The exhibition is in Margate.
This is not incidental. Ezekiel chose it deliberately, with full knowledge of what that choice meant. Kent Council is run by Reform UK, a party that has made its hostility to immigrants and trans people not just policy but identity. To open Somewhere between a doll and a dog here, in this town, under this council, is not provocation for its own sake. It is something quieter and more defiant, the simple, radical act of existing fully in a place that would prefer you didn’t exist at all.
“It felt quite important to do these events where it might ruffle a few feathers,” Ezekiel says, “and where these people actually hate me for who I am.”
The exhibition runs until Easter Sunday, the 5th of April. Fridays to Sundays. Intimate, unhurried, human. Exactly right for work that asks you to slow down.
Because that is what this work demands. Not analysis. Not categorisation. Not the quick scroll and the double tap and the move on. It demands the thing most scarce in the world Ezekiel is pushing back against, stillness, presence, the willingness to sit with what you feel before you decide what to call it.





“More than anything,” Ezekiel says, “I think people will need to take a moment to breathe after experiencing the book. It invites a kind of pause, a necessary stillness in which to sit with what has just been felt.”
A necessary stillness.
In a world where even grief is flattened into content, where the algorithm rewards the instant and discards the considered, Ezekiel has made something that refuses all of that. Something that insists on being felt rather than consumed. Something that asks, gently but without apology: when did you last sit with yourself long enough to find out who you actually are?

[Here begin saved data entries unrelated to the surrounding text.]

PR #467, opened 2019-08-21
Migrate user script improvements

evansiroky:
### Checklist

### Description

The original migrate users script was not preserving the original `user_id` data for users. This script corrects that. Also, the script will now check if a user already exists in a tenant and will (by default) try to delete that user and retry creation.

### DIFF
--- a/scripts/migrate-auth0-users.js
+++ b/scripts/migrate-auth0-users.js
@@ -7,10 +7,21 @@
  *
  * Two config files are required for this to work. The `from-client.json` will
  * contain information for machine-to-machine connections and the existing
- * client application id that users should have in their metadata. The
+ * client application ID that users should have in their metadata. The
  * `to-client.json` file should have information for machine-to-machine
- * connections and the client application id that will replace to old
- * applicaiton client id in their metadata. Each of these files should have the
+ * connections and the client application ID that will replace to old
+ * applicaiton client ID in their metadata.
+ *
+ * If deleting (and then recreating) existing users in the to tenant is desired,
+ * the connection ID is also required. A way to find the connection ID involves
+ * going to the Auth0 API explorer, setting the API token with a token generated
+ * from a machine-to-machine API for the to tenant and then executing the "Get
+ * all connections" endpoint.
+ * See here: https://auth0.com/docs/api/management/v2#!/Connections/get_connections.
+ * That endpoint will give a listing of all connections. Find the connection
+ * with the name "Username-Password-Authentication" and use that ID.
+ *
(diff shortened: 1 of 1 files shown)


scripts/migrate-auth0-users.js
```diff
@@ -20,17 +20,25 @@
  *   "clientId": "SECRET"
  * }
  *
+ * If deleting existing users in the to tenant id desired, the connection id is
+ * also required. The connection id typically is only discoverd by opening up
+ * an API explorer and listing all connections.
+ *
```
landonreed: I feel like this belongs above the example format for `client.json` in a parenthetical. Also, I think this needs a bit more information about how to find the `connectionId` and it should be listed in the example base format (probably with a single line comment saying it's only required for user deletion).

scripts/migrate-auth0-users.js
```diff
@@ -66,6 +74,75 @@ async function getManagementToken (connectionSettings) {
...
+      headers: makeHeaderWithToken(token),
+      method: 'POST'
+    }
+  )
+
+  // check if request succeeded
+  const createFailed = response.status >= 400
+  const responseJson = await response.json()
+  if (createFailed) {
+    // althought the creation failed, don't raise an error as most
```
landonreed: althought typo

scripts/migrate-auth0-users.js
```diff
@@ -78,107 +155,97 @@ async function main () {
...
+          'last_login',
+          'last_password_reset',
+          'created_at',
+          'updated_at',
+          'identities'
+        ]
+      )
+
+      // modify the user_id so an extra prefix isn't created
+      user.user_id = user.user_id.substr(6)
```
landonreed: This might need a little extra explanation. Is this where the user_id is preserved? Maybe just expand a little bit on where this extra prefix comes from and why it's discarded.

The in-between, it turns out, is not a problem. It is not a phase, not a failure of definition, not something to be resolved into something more legible. It is, as Ezekiel has spent three years and three continents discovering, the most honest address any of us has ever had.
“Nothing really starts, they say, and nothing truly ends. We experience a constant death and rebirth. Through these perspectives, I was able to find comfort in the somewhere between, and liberation and contentment in the unknown.”

Somewhere between a doll and a dog. Somewhere between the Philippines and Brighton. Somewhere between the child who cried on a seafront because nobody told them about winter, and the artist who flew back to their homeland alone and danced, surrounded by people who understood.
Somewhere between who we were told to be and who we actually are.
This is not a gap to be filled. This is where we live.